While McCain calls for the extension of Bush’s tax cuts for the rich, Obama would only raise the top tax rates to the levels that existed under the Clinton administration—to 36 percent and 39.6 percent, from the current 33 percent and 35 percent. He has repeatedly rejected any return to higher tax rates on the wealthy as “confiscatory” and has told the Wall Street Journal he would also consider cutting corporate taxes.
On Monday, Obama held a Washington meeting with leading figures from corporate America and both Democratic and Republican parties. These included billionaire financier Warren Buffett, the CEOs of JPMorgan Chase, PepsiCo and Google, as well as Bush’s former Treasury Secretary Paul O’Neill, now a special advisor to the private equity firm Blackstone Group.
Also participating were top Obama economic advisors Robert Rubin, chairman of Citigroup and Clinton’s former treasury secretary, and Paul Volcker, who served as Federal Reserve chairman under the Carter and Reagan administrations. Ruben played a decisive role in the deregulation of the financial markets that helped create the mortgage and real estate bubble and made billions for wealthy speculators.
Volcker spearheaded the attack on the working class in the early 1980s by driving up interest rates to record levels and deliberately provoking the worst recession since the Great Depression of the 1930s in order to use unemployment as a hammer to drive down wages and living standards.

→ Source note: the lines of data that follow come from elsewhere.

PR #982, opened 2026-07-25
CUDA stream usage: visible routing, DAG-based stream selection, plan-level tuning, examples and measurements

mikepapadim:
#### Description

Follow-up work on CUDA stream usage after #800 (intra-plan concurrency) and #936 (staged H2D
transfers), both now on `develop`. This PR makes stream routing observable, fixes two ordering defects,
makes kernel-to-stream assignment dependency-aware and reproducible, exposes the tuning knobs on the
execution plan, and adds the examples and docs the feature was missing. It also reports two
optimizations that were implemented, measured, and then **dropped** because the measurements did not
support them — the data is in the branch so the decision can be re-litigated with numbers rather than
intuition.

One commit per change, each with tests:

| commit | what |
|---|---|
| `[cuda] Show the stream each bytecode was issued to in --printBytecodes` | `[stream=COMPUTE_2]` on every transfer/launch line |
| `[cuda] Honour the wait list in clEnqueueMarkerWithWaitList` | JNI marker ignored its wait list |
| `[cuda] Pick COMPUTE streams from the task DAG instead of blind round-robin` | chains stay on one stream; assignment is deterministic per execution |
| `[api] Add withIntraPlanConcurrency(int) and withStagedTransfers(minSize, chunkSize, ringDepth)` | tuning is no longer `-D`-only |
| `[examples] Add stream and staged-transfer examples under examples/streams` | 4 runnable examples (there were none) |
| `[docs] Document intra-plan concurrency, staged transfers and their JVM flags` | `programming.rst`, `flags.rst`, `withCUDAGraph()` javadoc |
| `[docs] Add the CUDA stream measurements behind these changes` | `docs/perf/cuda-streams/` |
| `[skill] Add a streams and concurrency section to the tornadovm-nvidia skill` | + `references/streams-concurrency.md` |

#### Problem description

Not a bug fix in the main; a mix of one real defect, one diagnostic gap, and one scheduling improvement.

**1. Stream routing was invisible.** `--printBytecodes` printed the opcode, object, size, batch, offset
and `[event list=N]`, but never which queue the operation went to (`DebugInterpreter`), so the only way
to see how a plan was routed was to read an Nsight timeline. Every operation now reports its stream:

```
bc:  TRANSFER_HOST_TO_DEVICE_ALWAYS  [0x2c5529ab] FloatArray@2c5529ab on [NVIDIA CUDA] -- RTX 4090,
     size=25165840, batchSize=0, offset=0 [event list=-1] [stream=DATA_TRANSFER_H2D]
bc:  LAUNCH  task overlap.u3 - compute on ..., numThreadBatch=0, offset=0 [event list=2] [stream=COMPUTE_3]
```

Backed by `TornadoDevice#getLastQueueLabel(long)` (default `""`, so other backends' output is
unchanged), which also lets tests assert routing without scraping stdout. Two log calls moved from
before to after their device call, because the stream is only known once the operation has been routed
(`LAUNCH`, `TRANSFER_DEVICE_TO_HOST_ALWAYS*`); the launch log is in a `finally` so a bailout still logs.
The missing `CUDA` case in `InterpreterUtilities#debugDeviceBC` is filled in.

**2. `clEnqueueMarkerWithWaitList` dropped its wait list.** The JNI entry point took the array and
called `record_event` without ever calling `wait_events`, so a marker with dependencies completed
immediately (`cuda-jni/.../CUDACommandQueue.cpp`). In practice nothing broke, because
`CUDADeviceContext#enqueueMarker` also joins the plan's dirty role queues into the default queue first,
and that join provided the ordering — so this is defence in depth, not a live bug, and I could not write
a test that fails without it. The new
`TestCUDAStreams#testLibraryTaskOrderingUnderConcurrency` covers the path (a slow producer kernel feeding
a cuBLAS `sgemv` under concurrency) and would catch a regression that removed both guards.

**3. COMPUTE stream assignment was dependency-blind and non-reproducible.**
`nextComputeIndex` was `cursor.getAndIncrement() % poolSize` with no per-execution reset. Two
consequences: a dependency chain was split across streams (paying a `cuStreamWaitEvent` that buys
nothing, since an in-order stream already orders it), and the mapping rotated with the number of kernels
issued so far, so two profiles of the same plan disagreed. Now the producer streams in a kernel's
dependency list decide: if they are all the same COMPUTE stream, the kernel is issued there; otherwise
it takes the next stream round-robin. The cursor is reset per execution and the pool is created in full
on first use, so stream identities are stable.

The dependency list is used for *selection only* — the launch's wait list is unchanged (the
argument-write event). That distinction is the whole point; see the rejected variant below.

**4. Tuning was `-D`-only.** `withIntraPlanConcurrency(int computeStreams)` and
`withStagedTransfers(long minTransferSize, long chunkSize, int ringDepth)` thread through the existing
plan-option path (`TornadoExecutor` → `ImmutableTaskGraph` → `TaskGraph` → `TornadoTaskGraph` →
`TornadoExecutionContext`), are validated (`>= 1`, ring depth `>= 2`), and are honoured per plan by the
CUDA backend — the COMPUTE pool size stops being `static final`, and changing the ring geometry rebuilds
the pinned block. Other backends ignore the values through defaulted interface methods.

**5. No examples, no docs.** Nothing in `tornado-examples` used `withIntraPlanConcurrency`,
`withStagedTransfers`, `withCUDAGraph` or `withProfiler`, and nothing in `docs/source` mentioned them
(#800 shipped an example that was dropped when the API moved off `TaskGraph.withCUDAStreams()`). Added
`examples/streams/`: `MultiStreamOverlap`, `ConcurrentKernelsPoolSweep`,
`BulkUploadWithIndependentKernels`, `StagedWeightUpload`, plus a `programming.rst` section, the
`tornado.staged.*` / `tornado.cuda.compute.streams` flags, and a javadoc for `withCUDAGraph()` (it had a
`//TODO`) documenting that capture forces single-stream and suppresses device-side profiler timings.

#### Measurements

Full data, CSVs and reproduction commands: **`docs/perf/cuda-streams/README.md`**.
RTX 4090, driver 565.57.01, CUDA 11.5, nsys 2024.5.1, JDK 21.0.2, baseline `develop @ 06616ddd4`.

**Throughput: parity, not a win.** `TestStreamsPerformance`, median of 10, three repetitions:

| scenario | develop, single | develop, concurrent | branch, single | branch, concurrent |
|---|---|---|---|---|
| transfer/compute overlap | 32.33 ms | 28.89 ms | 32.45 ms | 28.96 ms |
| compute concurrency, large kernels | 43.55 ms | 37.45 ms | 43.73 ms | 37.07 ms |
| compute concurrency, small kernels | 4.28–4.30 ms | 1.27 / 1.30 / 1.29 ms | 4.27–4.29 ms | 1.32 / 1.33 / 1.34 ms |

The ~3% on the small-kernel row is inside this box's spread (develop itself produced 1.16 ms once and
1.27–1.30 ms on three later repetitions). I am not claiming a speedup from the scheduling change: what
it buys is correct placement and reproducibility.

**Placement: this is what changed.** `TestCUDAStreams#testIndependentChainsUnderConcurrency`, two
independent two-kernel chains, from `nsys stats --report cuda_gpu_trace`:

<details><summary>GPU trace (stream ids) and API counters</summary>

```
  start      0.0 us  dur 1.2 us  stream 16  scale     <- chain a, kernel 1
  start    199.6 us  dur 1.2 us  stream 16  scale     <- chain a, kernel 2  (same stream)
  start    395.0 us  dur 1.2 us  stream 17  scale     <- chain b, kernel 1
  start    590.5 us  dur 1.2 us  stream 17  scale     <- chain b, kernel 2  (same stream)

  cuLaunchKernel       calls=   12 total=    0.08 ms
  cuEventRecord        calls=   54 total=    0.02 ms
  cuStreamWaitEvent    calls=   36 total=    0.02 ms
  cuCtxSynchronize     calls=   12 total=    0.01 ms
```

and the same from `--printBytecodes`, identical across all three executions:

```
task chains.a1 - scale [stream=COMPUTE]
task chains.a2 - scale [stream=COMPUTE]
task chains.b1 - scale [stream=COMPUTE_1]
task chains.b2 - scale [stream=COMPUTE_1]
```
</details>

**Pool sizing works per plan** (`--printBytecodes` over `testComputeStreamPoolSizeIsHonoured`, which
runs the same graph at pool sizes 1, 2 and 8): 8 launches on `COMPUTE`, then alternating
`COMPUTE`/`COMPUTE_1`, then `COMPUTE`..`COMPUTE_7`. And the example sweep on 8 small independent kernels:

```
single stream                  2.16 ms      -
concurrency, pool=1            1.89 ms   1.14x
concurrency, pool=2            1.15 ms   1.88x
concurrency, pool=4            1.03 ms   2.11x
concurrency, pool=8            0.89 ms   2.42x
```

#### Two optimizations measured and dropped

Both were on the plan for this PR. I implemented enough of each to measure it, and the numbers said no.

**(a) Kernel-argument writes on their own stream + full dependency list on the launch.** The premise:
argument writes share the bulk H2D stream, so an independent kernel cannot launch until a multi-megabyte
copy ahead of it drains. Implemented (a `KERNEL_ARGS` role stream, launches carrying their real producer
events) and **it regressed `testSmallKernelConcurrency` from 1.30 ms to 1.68–1.79 ms**, ~35%. Cause: once
the argument write no longer shares a stream with the transfers it depends on,
`CUDAEventPool#serialiseEvents` can no longer drop those waits as same-stream, so each launch pays one
`cuStreamWaitEvent` per producer instead of exactly one. Separately, `nsys` showed the premise mostly
does not bite: the bytecode order that the graph compiler emits already places argument writes ahead of
the bulk copy for the shapes I could build, and `BulkUploadWithIndependentKernels` measured 1.06x on
develop vs 1.08x with the change — noise. Reverted; the DAG-based selection was kept by passing the
dependency list as a selection hint that adds no waits. The one piece of that work worth keeping is in:
`CUDAInstalledCode`'s shared `int[1] internalEvents` field is now a local array (it was mutated per
launch and handed to a queue, which is not safe with more than one queue in play).

**(b) Stream-ordered device allocation (`cuMemAllocAsync` + `cuMemPool*`).** The stated motivation was
removing the device-wide `cuCtxSynchronize` that guards every `cuMemFree` and every
`cuMemHostUnregister` (`cuda-jni/.../CUDAContext.cpp`). Measured first, and those guards cost **0.20 ms
across 404 calls (0.5 µs each)** over the whole `TestStreamsPerformance` run — the device is already idle
when buffers are freed:

<details><summary>cuda_api_sum, whole TestStreamsPerformance run</summary>

| API | calls | total | note |
|---|---|---|---|
| `cuStreamSynchronize` | 654 | 1760.84 ms | waiting for real GPU work at plan end |
| `cuMemHostRegister_v2` | 202 | 128.51 ms | page-locking transfer sources |
| `cuMemHostUnregister` | 202 | 63.83 ms | driver page-unlock work |
| `cuMemFree_v2` | 202 | 61.47 ms | driver unmap work |
| `cuCtxSynchronize` | 404 | **0.20 ms** | the guards a memory pool would remove |
| `cuStreamWaitEvent` | 2652 | 0.59 ms | cross-stream ordering |
| `cuEventCreate`+`Record`+`Destroy` | 15460 | 2.86 ms | event bookkeeping |

</details>

The 125 ms in free plus unregister is the driver's own unmap and page-unlock work at **plan teardown**,
not the guard, so a pool would be optimizing plan churn, not steady-state execution — while taking on
stream-ordered allocation lifetimes on the critical path (allocation has no stream at
`CUDABufferProvider`, and a stream-ordered free is only safe once every consumer stream is ordered
after it). Not worth that trade on this evidence. If wanted as a follow-up, the design I would use is
cuda-oxide's: store the owning stream on the buffer so an async-pool pointer can never be freed with the
sync free (`crates/cuda-core/src/device_buffer.rs:136-168`), plus its event-gated reclamation limbo
(`crates/cuda-async/src/reclaim.rs`) for frees that cannot yet be proven safe.

Related, same reasoning: **asynchronous staging-slot retirement** (replacing the per-slot
`cuEventSynchronize` with `cuLaunchHostFunc`) is not here either, because the staging ring's cost on this
box is the host memcpy, not the slot wait — 1 GB of warm weights uploads at 16.6–17.0 GB/s direct versus
10.4 GB/s staged. Staged still wins for the case #936 targeted (large cold mmap'd sources, where the
whole-segment page-lock dominates); `StagedWeightUpload` documents both sides so nobody reads the ring as
a universal win.

#### Other findings, reported not fixed

- `withCUDAGraph()` and `withIntraPlanConcurrency()` are mutually exclusive in practice: capture records
  one stream and `isMultiStreamEnabled` ANDs `!isStreamCapturing`, so a captured plan silently runs
  single-stream. Now documented in the javadoc and the skill; making it work needs multi-stream capture
  (`CU_STREAM_CAPTURE_MODE_RELAXED` fork/join, or `cuStreamBeginCaptureToGraph`).
- With the profiler on, the interpreter waits on nearly every operation's event, so overlap disappears;
  any concurrency measurement has to run without it.
- Plan options are held on the execution context shared through the `ImmutableTaskGraph`, so a second
  `TornadoExecutionPlan` built from the same snapshot inherits the first plan's concurrency and staging
  settings. `testStreamRoutingIsReported` documents this by calling `withoutIntraPlanConcurrency()`
  explicitly for its single-stream case.
- `CUDACommandQueueTable` keys the default queue by thread id, so one plan driven from two Java threads
  gets two default streams and `reset()` cleans only the calling thread's entry.
- `CUDAEventPool#serialiseEvents` writes into `waitEventsBuffer` without bounds-checking against
  `MAX_WAIT_EVENTS` (64).

#### Backend/s tested

- [ ] OpenCL
- [ ] PTX
- [x] CUDA
- [ ] Metal

CUDA-only: the PTX backend has its own copy of this machinery and is untouched. The runtime-side changes
(`TornadoDevice#getLastQueueLabel` default, `DebugInterpreter` log position, execution-context fields)
are no-ops for other backends, and OpenCL/Metal bytecode output is byte-identical because the stream tag
is only appended when a backend reports a label.

#### OS tested

- [x] Linux
- [ ] OSx
- [ ] Windows

```bash
make BACKEND=cuda
source setvars.sh

# correctness: 19 tests, 6 of them new (routing, chains, bulk-upload dependency, library ordering,
# pool sizing, staging tuning)
tornado-test --ea -V uk.ac.manchester.tornado.unittests.streams.TestCUDAStreams

# printed, not asserted
tornado-test --ea uk.ac.manchester.tornado.unittests.streams.TestStreamsPerformance

# routing, per operation
tornado --printBytecodes -m tornado.examples/uk.ac.manchester.tornado.examples.streams.MultiStreamOverlap

# examples
tornado -m tornado.examples/uk.ac.manchester.tornado.examples.streams.ConcurrentKernelsPoolSweep
tornado -m tornado.examples/uk.ac.manchester.tornado.examples.streams.StagedWeightUpload
tornado -m tornado.examples/uk.ac.manchester.tornado.examples.streams.BulkUploadWithIndependentKernels

# timeline + API counters
nsys profile --trace=cuda,nvtx -o run tornado -m tornado.examples/uk.ac.manchester.tornado.examples.streams.MultiStreamOverlap
nsys stats --report cuda_gpu_trace --report cuda_api_sum --format table,csv --output . run.nsys-rep
```

`tornado-test --quickPass`: 87 failing tests on this branch versus 86 on `develop @ 06616ddd4`, same 22
classes. The single difference is `compute.MMwithBytes`, which is flaky on both — it failed 3 of 10 runs
on develop and 3 of 12 on the branch with `Output contains NaN`.
`compute-sanitizer --tool memcheck` reports 0 errors on the four new ordering tests
(`testStreamRoutingIsReported`, `testIndependentChainsUnderConcurrency`,
`testKernelWaitsForBulkUploadUnderConcurrency`, `testLibraryTaskOrderingUnderConcurrency`).


mikepapadim:
@orionpapadakis mostly cleanups and api usage simplifications for stream management, plus mores examples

With bureaucrats from the AFL-CIO and Change to Win union federations present to perpetuate the fraud that Obama speaks for the interests of workers, the Democratic presidential candidate said, “There were some irresponsible decisions that were made on Wall Street and in Washington. In the past few years, I think we learned an essential truth that in the long run we can’t have a thriving Wall Street if we don’t have a thriving Main Street.”
Bipartisan measures were needed, he said, to “stabilize financial markets” and encourage entrepreneurship and the free market.

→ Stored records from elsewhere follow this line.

PR #984, opened 2026-07-26
Add warp-vote intrinsics (simdAny, simdAll, simdBallot) to KernelContext on the CUDA backend

mikepapadim:
#### Description

Adds warp-vote intrinsics to `KernelContext` on the CUDA backend: `simdAny`, `simdAll` and
`simdBallot`, lowered to `__any_sync`, `__all_sync` and `__ballot_sync` over the full member mask.

These complete the warp-level primitive set the backend already had. `simdSum`, `simdShuffleDown` and
`simdBroadcastFirst` move *data* between lanes; there was no way to ask a *question* of the warp. Vote
is what makes lane-cooperative patterns expressible without a shared-memory round trip:

- **warp-aggregated atomics** — one atomic per warp instead of one per lane, which is the standard fix
  for atomics-bound kernels (histograms, appends, compaction). `Integer.bitCount(simdBallot(p))` is the
  group's count and `Integer.bitCount(simdBallot(p) & ((1 << lane) - 1))` is a lane's rank within it, so
  one lane reserves space for the whole warp.
- **early exit** — `if (!ctx.simdAny(needsWork))` skips a block that no lane in the warp needs, with
  every lane agreeing on the answer.
- **uniformity checks** — `simdAll(...)` to take a fast path only when it holds for the whole warp.

`Integer.bitCount` already lowers to `__popc`, so the aggregation idiom composes with no further work.

#### API

```java
public boolean simdAny(boolean predicate)    // true if any active lane passes
public boolean simdAll(boolean predicate)    // true if every active lane passes
public int     simdBallot(boolean predicate) // bit i set when lane i passes
```

Same shape and conventions as the existing `simd*` family: the `KernelContext` bodies answer for a
single lane (`simdAny`/`simdAll` return the predicate, `simdBallot` returns `p ? 1 : 0`) so sequential
Java execution of the same kernel still works, and the CUDA graph-builder plugin replaces the call with
the real intrinsic. Backends without a lowering keep the single-lane default, which is why the tests skip
them explicitly rather than asserting wrong answers.

Implementation follows `CUDASimdBroadcastFirstNode` / `CUDALIRStmt.ShuffleSyncStmt` exactly:

- `CUDAWarpVoteNode` — one node, mode enum (`ANY`/`ALL`/`BALLOT`), stamp `Boolean` or `Int` per mode.
  `FixedWithNextNode` because votes are convergent and must not be reordered or duplicated across
  control flow.
- `CUDALIRStmt.WarpVoteStmt` — emits the intrinsic with the `0xffffffff` member mask; `ANY`/`ALL` wrap
  the result in `(... != 0)` since the intrinsics return `int` and the Java result is `boolean`.
- `CUDAGraphBuilderPlugins#registerSIMDPlugins` — three `InvocationPlugin` registrations.

Generated CUDA-C, from `--printKernel`:

```c
// simdBallot(localIdx % 2 == 0)
i_3  =  __ballot_sync(0xffffffff, i_2);

// simdAny(localIdx == 7) / simdAll(localIdx == 7)
i_3  =  (__any_sync(0xffffffff, i_2) != 0);
i_4  =  (__all_sync(0xffffffff, i_2) != 0);

// Integer.bitCount(mask & ((1 << lane) - 1)) — warp-aggregated rank
i_14 =  __popc(i_13);
```

#### Problem description

Feature, not a bug fix. Before this, a kernel that needed any warp-wide decision had to fake it through
a local array plus `localBarrier()`, which costs shared memory and a block-wide barrier for something the
hardware answers in one instruction — and it is not even equivalent, since a barrier synchronises the
whole block rather than the warp.

#### Backend/s tested

- [ ] OpenCL
- [ ] PTX
- [x] CUDA
- [ ] Metal

CUDA-only by design. The API and the single-lane defaults are backend-neutral, so nothing changes for
other backends, and `TestWarpVote` skips OpenCL, SPIR-V, Metal and PTX rather than asserting against a
lowering that does not exist yet. Natural follow-ups if wanted: PTX (`vote.sync.any/all/ballot.b32`),
Metal (`simd_any` / `simd_all` / `simd_ballot`), OpenCL (`sub_group_any` / `sub_group_all`, no ballot in
core).

#### OS tested

- [x] Linux
- [ ] OSx
- [ ] Windows

```bash
make BACKEND=cuda
source setvars.sh

# all four tests
tornado-test --ea -V uk.ac.manchester.tornado.unittests.kernelcontext.api.TestWarpVote
```

Each test asserts a value a single lane cannot produce, so a missing or wrong lowering fails rather than
returning the caller's own predicate.

**`simdBallot`** — every lane votes "my lane index is even"; all 32 lanes of every warp must read back
the same even-lane mask `0x55555555`:

```bash
tornado-test --ea -V uk.ac.manchester.tornado.unittests.kernelcontext.api.TestWarpVote#testBallotEvenLanes
tornado --printKernel -ea -m tornado.unittests/uk.ac.manchester.tornado.unittests.tools.TornadoTestRunner \
        --params "uk.ac.manchester.tornado.unittests.kernelcontext.api.TestWarpVote#testBallotEvenLanes" \
  | grep __ballot_sync
# i_3  =  __ballot_sync(0xffffffff, i_2);
```

**`simdAny` and `simdAll`** — only lane 7 holds a true predicate, so `any` must be true on all 32 lanes
(including the 31 whose own predicate is false) and `all` false on all of them; encoded as `any*2 + all`,
asserted as `2`:

```bash
tornado-test --ea -V uk.ac.manchester.tornado.unittests.kernelcontext.api.TestWarpVote#testAnyAndAll
tornado --printKernel -ea -m tornado.unittests/uk.ac.manchester.tornado.unittests.tools.TornadoTestRunner \
        --params "uk.ac.manchester.tornado.unittests.kernelcontext.api.TestWarpVote#testAnyAndAll" \
  | grep -E "_any_sync|_all_sync"
```

**`simdAll`, true everywhere** — the complementary case, so a lowering that always returned false would
not pass:

```bash
tornado-test --ea -V uk.ac.manchester.tornado.unittests.kernelcontext.api.TestWarpVote#testAllTrue
```

**Warp-aggregated rank** — the pattern the feature exists for: lanes where `localIdx % 3 == 0` pass, and
each lane derives its rank among them from the ballot mask with no atomic and no shared memory. Checked
against a CPU reference per lane:

```bash
tornado-test --ea -V uk.ac.manchester.tornado.unittests.kernelcontext.api.TestWarpVote#testWarpAggregatedLaneRank
```

Regression check (RTX 4090, driver 565.57.01, CUDA 11.5, JDK 21.0.2): `tornado-test --quickPass` reports the same
86 pre-existing failures on this branch as on `develop @ 06616ddd4` (same 22 classes, unrelated CUDA
backend gaps: vector types, prebuilt kernels, virtual layer, Metal-only simdgroup tests) — the new tests are additive and the plugin registrations only fire
for the three new `KernelContext` methods. `mvn checkstyle:check` clean.

Usage shape, for reviewers who want to see what the intrinsics are for — the ballot/rank half is exactly
what `testWarpAggregatedLaneRank` exercises:

```java
int lane  = ctx.localIdx % 32;
boolean keep = predicate(input.get(ctx.globalIdx));
int mask  = ctx.simdBallot(keep);            // which lanes of my warp keep their element
int count = Integer.bitCount(mask);          // how many, no atomic involved
int rank  = Integer.bitCount(mask & ((1 << lane) - 1));  // my slot within the group

if (ctx.simdAny(keep)) {                     // whole warp agrees; skip the block otherwise
    // reserve `count` slots once per warp (one atomic instead of 32), then each keeping
    // lane writes at base + rank
}
```

### DIFF
--- a/tornado-api/src/main/java/uk/ac/manchester/tornado/api/KernelContext.java
+++ b/tornado-api/src/main/java/uk/ac/manchester/tornado/api/KernelContext.java
@@ -383,6 +383,54 @@ public class KernelContext implements ExecutionContext {
     }
 
     /**
+     * Returns whether {@code predicate} holds for at least one active lane of the SIMD group.
+     * <p>
+     * Warp/SIMD-group vote. Useful to skip work that no lane in the group needs, without a
+     * shared-memory round trip: every lane gets the same answer.
+     * <p>
+     * CUDA equivalent: {@code __any_sync(0xffffffff, predicate)}
+     *
+     * @param predicate
+     *     per-lane condition
+     * @return true when any active lane passes {@code predicate}
+     */
+    public boolean simdAny(boolean predicate) {
+        return predicate;
+    }
+
+    /**
+     * Returns whether {@code predicate} holds for every active lane of the SIMD group.
+     * <p>
+     * CUDA equivalent: {@code __all_sync(0xffffffff, predicate)}
+     *
+     * @param predicate
+     *     per-lane condition
+     * @return true when all active lanes pass {@code predicate}
+     */
+    public boolean simdAll(boolean predicate) {
+        return predicate;
+    }
+
+    /**
+     * Returns a bit mask with one bit per lane of the SIMD group, set where {@code predicate} holds.
+     * Bit {@code i} corresponds to lane {@code i}, so on a 32-lane warp the result covers bits 0-31.
+     * <p>
+     * This is the building block for warp-aggregated atomics and stream compaction:
+     * {@code Integer.bitCount(simdBallot(p))} counts the lanes that pass without any atomic, and
+     * {@code Integer.bitCount(simdBallot(p) & ((1 << laneId) - 1))} gives each lane its rank among
+     * them, so one lane can reserve space for the whole group with a single atomic.
+     * <p>
+     * CUDA equivalent: {@code __ballot_sync(0xffffffff, predicate)}
+     *
+     * @param predicate
+     *     per-lane condition
+     * @return lane mask of the lanes that pass {@code predicate}
+     */
+    public int simdBallot(boolean predicate) {
+        return predicate ? 1 : 0;
+    }
+
+    /**
      * Cooperative 8x8 single-precision matrix multiply for one SIMD group, using
      * Apple's {@code simdgroup_float8x8} hardware matrix units (MMA).
      * <p>
--- a/tornado-assembly/src/bin/tornado-test
+++ b/tornado-assembly/src/bin/tornado-test
@@ -207,6 +207,7 @@ __TEST_THE_WORLD__ = [
     TestEntry("uk.ac.manchester.tornado.unittests.kernelcontext.api.TestLocalArrayDynamicIndexAtomics"),
     TestEntry("uk.ac.manchester.tornado.unittests.kernelcontext.api.TestAsyncCopyToLocal"),
     TestEntry("uk.ac.manchester.tornado.unittests.kernelcontext.api.TestFlashAttentionKernelContext"),
+    TestEntry("uk.ac.manchester.tornado.unittests.kernelcontext.api.TestWarpVote"),
     TestEntry("uk.ac.manchester.tornado.unittests.kernelcontext.api.TestHalfFloatLocalArray"),
     TestEntry("uk.ac.manchester.tornado.unittests.kernelcontext.local.memory.TestSwizzledLocalArrays"),
     TestEntry("uk.ac.manchester.tornado.unittests.kernelcontext.matrices.TestMatrixMultiplicationKernelContext"),
--- a/tornado-drivers/cuda/src/main/java/uk/ac/manchester/tornado/drivers/cuda/graal/compiler/plugins/CUDAGraphBuilderPlugins.java
+++ b/tornado-drivers/cuda/src/main/java/uk/ac/manchester/tornado/drivers/cuda/graal/compiler/plugins/CUDAGraphBuilderPlugins.java
@@ -96,6 +96,7 @@ import uk.ac.manchester.tornado.drivers.cuda.graal.nodes.CUDAShuffleDownNode;
 import uk.ac.manchester.tornado.drivers.cuda.graal.nodes.CUDASimdBroadcastFirstNode;
 import uk.ac.manchester.tornado.drivers.cuda.graal.nodes.CUDAAtomicRmwNode;
 import uk.ac.manchester.tornado.drivers.cuda.graal.nodes.CUDASimdSumNode;
+import uk.ac.manchester.tornado.drivers.cuda.graal.nodes.CUDAWarpVoteNode;
 import uk.ac.manchester.tornado.drivers.cuda.graal.nodes.DecAtomicNode;
 import uk.ac.manchester.tornado.drivers.cuda.graal.nodes.GetAtomicNode;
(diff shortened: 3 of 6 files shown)


mikepapadim:
@stratika

mikepapadim:
Rebased onto `develop` @`ba28f1526` (the branch was 95 commits behind). Three conflicts, all resolved as additions:

- `KernelContext.java` — `develop` added the local-array atomics (`atomicCAS`/`atomicExchange`/`atomicMin`/`atomicMax`) in the same place this PR adds the warp-vote methods. Both kept.
- `CUDALIRStmt.java` — `develop`'s new `AtomicRmwStmt` class overlapped structurally with this PR's `WarpVoteStmt`, so git interleaved them. Rebuilt by taking `develop`'s file and re-applying `WarpVoteStmt` intact.
- `bin/tornado-test` — both sides append to the test list; both entries kept.

One follow-up fix the rebase made necessary: `skipUnsupportedBackends()` referenced `TornadoVMBackendType.SPIRV` and `.PTX`, and both enum constants are gone from `develop` now. Dropped those two guards, leaving `OPENCL` and `METAL`.

Verified on RTX 4090 / JDK 21.0.2:
- `make BACKEND=cuda` green.
- `tornado-test -V ...kernelcontext.api.TestWarpVote`: **4 ran, 0 failed** (`testBallotEvenLanes`, `testAnyAndAll`, `testAllTrue`, `testWarpAggregatedLaneRank`).
- `tornado-test -V --quickPass`: **1035 PASS / 9 FAILED**, against a `develop` baseline of 1031 / 9 on the same machine — the four extra passes are this PR's tests, and the failure set is unchanged.

mikepapadim:
Pushed `c33882230`: four more `TestWarpVote` cases, chosen so each one fails for a *different* wrong lowering rather than just adding coverage.

| test | what it pins down |
|---|---|
| `testMultipleWarpsPerBlock` | 128-thread block = four warps voting differently from each other. The existing tests all use a one-warp block, which cannot tell a warp-wide vote from a block-wide one; a block-wide reduction answers 2 (any but not all) everywhere instead of 3 / 0 per warp. |
| `testDataDependentBallot` | Predicate read from device memory, so the mask has to be built at runtime rather than constant-folded. Each lane reports `bitCount` of its warp's mask and must agree with every other lane in the warp. |
| `testVoteInsideLoop` | Votes issued from inside a loop, one driving a branch and one feeding arithmetic. The `simdAll` branch is the discriminator: a lowering that returned the calling lane's own predicate would fire it on the single step where that lane passes, giving 136 instead of 36. |
| `testWarpLeaderElection` | Ballot over a compound `&&` predicate (data test plus lane test), so it must be materialised as one boolean. Leader is the lowest passing lane, derived from the lowest set bit with `bitCount` — `Integer.numberOfTrailingZeros` is not registered as an intrinsic on this backend, `bitCount` is. |

Verified on RTX 4090 / JDK 21.0.2:

- `TestWarpVote`: **8 ran, 0 failed** (was 4)
- `tornado-test -V --quickPass`: **1040 PASS / 8 FAILED**, against `develop`'s 1031 / 9 on the same machine. Eight of the extra passes are this PR's tests; the ninth is a whitelisted test that flips between runs, which also accounts for 9 → 8 failures. No new failure.
- `./mvnw checkstyle:check` clean

Test-only change — no production code touched since the rebase.

stratika (approved):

On Tuesday, Obama held discussions with current Federal Reserve Chairman Ben Bernanke and Bush’s Treasury Secretary Henry Paulson, where he signaled support for the government’s bailout of mortgage giants Fannie Mae and Freddie Mac.
While unlimited public funds are being made available to bail out wealthy investors, there will be no relief for masses of working people in the US facing layoffs, home foreclosures, unsustainable levels of personal debt, declining wages and skyrocketing prices for basic necessities.
Once again, both parties will use the lie that there is “no money” to meet social needs, while hundreds of billions are squandered on imperialist wars and channeled into the pockets of the wealthiest one percent of the population.
This guarantees that under the next administration, the working class occupants of “Main Street” will continue to face unprecedented levels of social distress and economic insecurity, while the country’s infrastructure—its roads, schools, bridges and public services—continue to crumble from neglect
Meeting the basic needs of the population—for decent paying jobs, high quality health care and education and affordable housing—requires a complete reorganization of economic life. Social and political priorities must be turned inside out, rejecting the anarchic prerogatives of the capitalist market and placing the needs of working people first.
This underscores the need for a break with the Democratic and Republican parties and the building of a mass political movement of the working class based on a socialist alternative to the profit system.